Epizyme said today it will halt a Phase II clinical trial assessing its lead candidate, the cancer treatment tazemetostat in cohorts of patients with relapsed and/or refractory diffuse large B-cell lymphoma (r/r DLBCL), but continue the study in follicular lymphoma (FL) cohorts.

The trial halt comes more than three months after the FDA imposed a partial clinical hold on tazemetostat stemming from a separate trial—a hold that the company said it is working to have lifted.

The company said it will end its Phase II trial evaluating tazemetostat as monotherapy in cohorts of patients with r/r DLBCL (NCT01897571). The cohorts include DLBCL patients who have received tazemetostat in combination with prednisolone; as well as cohorts of DLBCL patients with EZH2 activating mutations, and with wild-type EZH2 who have been receiving tazemetostat as monotherapy.

“Epizyme has conducted an interim assessment of data from this trial and concluded that the clinical activity seen in these cohorts is not sufficient to warrant further development of tazemetostat in DLBCL as a monotherapy or in combination with prednisolone,” the company said in a statement, tucked within its announcement of second-quarter results. Epizyme finished Q2 with a net loss of $29.128 million, up from a net loss of $28.024 million in the year-ago quarter.

Epizyme added that it plans to present clinical data from each of the study cohorts at a medical meeting later this year.
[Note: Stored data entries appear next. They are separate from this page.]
PR #509, opened 2025-03-18
feat: add single zone configuration

zongzhidanielhu:
**Issue number:**

**Description of changes:**
Added feature allows configuring a specific zone in Test.toml, so that EC2 instance(s) can be launched in this specific zone. Usually, two zones must specified, but this feature allows one specific single zone for EC2 instance to launch into.

**Testing done:**
See testing at: https://github.com/bottlerocket-os/bottlerocket-test-system/pull/984

**Terms of contribution:**

### DIFF
--- a/tools/testsys/src/run.rs
+++ b/tools/testsys/src/run.rs
@@ -151,6 +151,11 @@ struct CliConfig {
     #[arg(long, env = "TESTSYS_INSTANCE_TYPE")]
     instance_type: Option<String>,
 
+    /// Specify the zone that should be used. This is only applicable for aws-* variants.
+    /// It can be omitted for non-aws variants and can be omitted to use default instance types.
+    #[arg(long, env = "TESTSYS_ZONES")]
+    zones: Option<Vec<String>>,
+
     /// Add secrets to the testsys agents (`--secret awsCredentials=my-secret`)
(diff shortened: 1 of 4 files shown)


tools/testsys/src/run.rs
```diff
@@ -151,6 +151,11 @@ struct CliConfig {
     #[arg(long, env = "TESTSYS_INSTANCE_TYPE")]
     instance_type: Option<String>,
 
+    /// Specify the zone that should be used. This is only applicable for aws-* variants.
+    /// It can be omitted for non-aws variants and can be omitted to use default instance types.
```
yeazelm, line 155:
```suggestion
    /// It can be omitted for non-aws variants and can be omitted to use default availability zones for the vpc.
```
Is this what you meant?

tools/testsys/src/run.rs
```diff
@@ -151,6 +151,11 @@ struct CliConfig {
...
+    #[arg(long, env = "TESTSYS_ZONES")]
```
yeazelm, line 156: Is the intention that we would specify this as TESTSYS_ZONES? I figured this would just be availability zones specific? Can you share how this is intended to be used as an example in the description?

PR #198, opened 2017-12-07
moved mobile hamburger menu to right side, got rid of fixed toolbar

### LINKED ISSUE #181: toolbar can stay in the topbar on mobile
@nylira i think it would be better to leave the toolbar in the top bar on mobile. this will provide a more consistent experience.

jolesbi:
closes #181 

screen shot 2017-12-07 at 1 57 00 pm


jolesbi:
let's wait for @nylira on this one!

nylira:
I still don't agree with putting the action buttons up in the title bar for smaller screens.

A lot of the title gets cut off here, including how many candidates are currently selected. You are no longer able to click the "Delegate" button while halfway down the page:
screen shot 2017-12-08 at 11 04 59 am

You can no longer search through proposals or create a new proposal while scrolling down this page:
screen shot 2017-12-08 at 11 06 26 am

You can no longer go back or create a comment on a proposal while scrolling:
screen shot 2017-12-08 at 11 08 33 am

app/src/renderer/components/common/AppHeader.vue
```diff
@@ -66,7 +66,7 @@ export default {
     position fixed
     top 0
     left 0
-    z-index 100
+    z-index 2000
```
nylira: 1000 is the z-index of modals - I'm going to revert this one because I don't think the app header should show on top of modals

nylira:
I'm strongly for keeping the fixed toolbar for small widths. However, let's make it only apply to displays < 568px. Displays wider than that can handle the inline toolbar.

jolesbi:
ok i see your point. thanks for the merge!

PR #199, opened 2017-12-07
 improved contrast ratio of colours based on accessibility test

### LINKED ISSUE #167: audit colours for accessibility and contrast ratio
recommend we use lea verou's tool to establish a WCAG 2.0 compliant colour scheme (DARK-THEME FO LYFE) 🎨 

i'll make a PR with the closest colours from `variables.styl` that pass the accessibility contrast check at any font-size on our background colour. 

http://leaverou.github.io/contrast-ratio/

jolesbi:
i modified the colours to make sure they all rank well in terms of contrast ratio and accessibility. here are the "new" colours with very good rankings. 

ideally, all our colours for text would be above 7.0 (AAA). i lightened the background from 13% to 16% so the scores are a bit off. but this is more or less what i'm proposing.

screen shot 2017-12-07 at 2 55 18 pm
screen shot 2017-12-07 at 2 49 10 pm
screen shot 2017-12-07 at 3 02 52 pm
screen shot 2017-12-07 at 3 02 45 pm
screen shot 2017-12-07 at 2 41 01 pm
screen shot 2017-12-07 at 2 40 15 pm
screen shot 2017-12-07 at 2 39 32 pm

closes #167


nylira:
Really liking these changes in general! It's looking good and easier to read. I'm going to revert the background lightening and bright text darkening because I feel like the design loses a lot of 'pop' and contrast with those changes. Also going to revert the button change because they should be done in the `@nylira/vue-button` lib, and I have some ideas for improving that (in a separate pr)

PR #200, opened 2017-12-07
use status colors for transactions

jolesbi:
screen shot 2017-12-07 at 3 50 25 pm 1


jolesbi:
you're right. let's address this in the next release when transaction history will be in. sorry for this distraction.

Issue #144, opened 2017-11-30
Test SignIn Methods / Hook them up


faboweb:
Follow up of #54 

Requirements were:
* create new account / generate new key (w optional mnemonic)
* log in with hardware / ledger wallet
* log in with mnemonic (from fundraiser)
* log in with local keystore / JSON file

jolesbi:
addressed by #202 and #208

PR #202, opened 2017-12-08
Sign-in Changes

mappum:
Implemented the changes mentioned in #144:
>@jolesbi and I just talked for a bit, and we thought of a change that could simplify this flow a bit. We can increment the app version in the package.json, which will make the app automatically "Remove account" the first time they run this release, removing the need for the first screenshot above.
>
>Also, when running the app after that, we can detect an existing account and go right into the "Sign in with password" prompt, with an option to back out to the initial welcome screen (last screenshot) if the user wants to switch accounts.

The company has two additional combination studies in DLBCL ongoing and plans to evaluate other potential combinations in this aggressive and difficult-to-treat cancer longer term.

The terminated trial was designed to assess tazemetostat in non-Hodgkin lymphoma (NHL), of which DLBCL is the most common form. Patients with DLBCL in the NHL trial who are responding to treatment with tazemetostat are continuing on the trial, but none are being enrolled, the company told GEN.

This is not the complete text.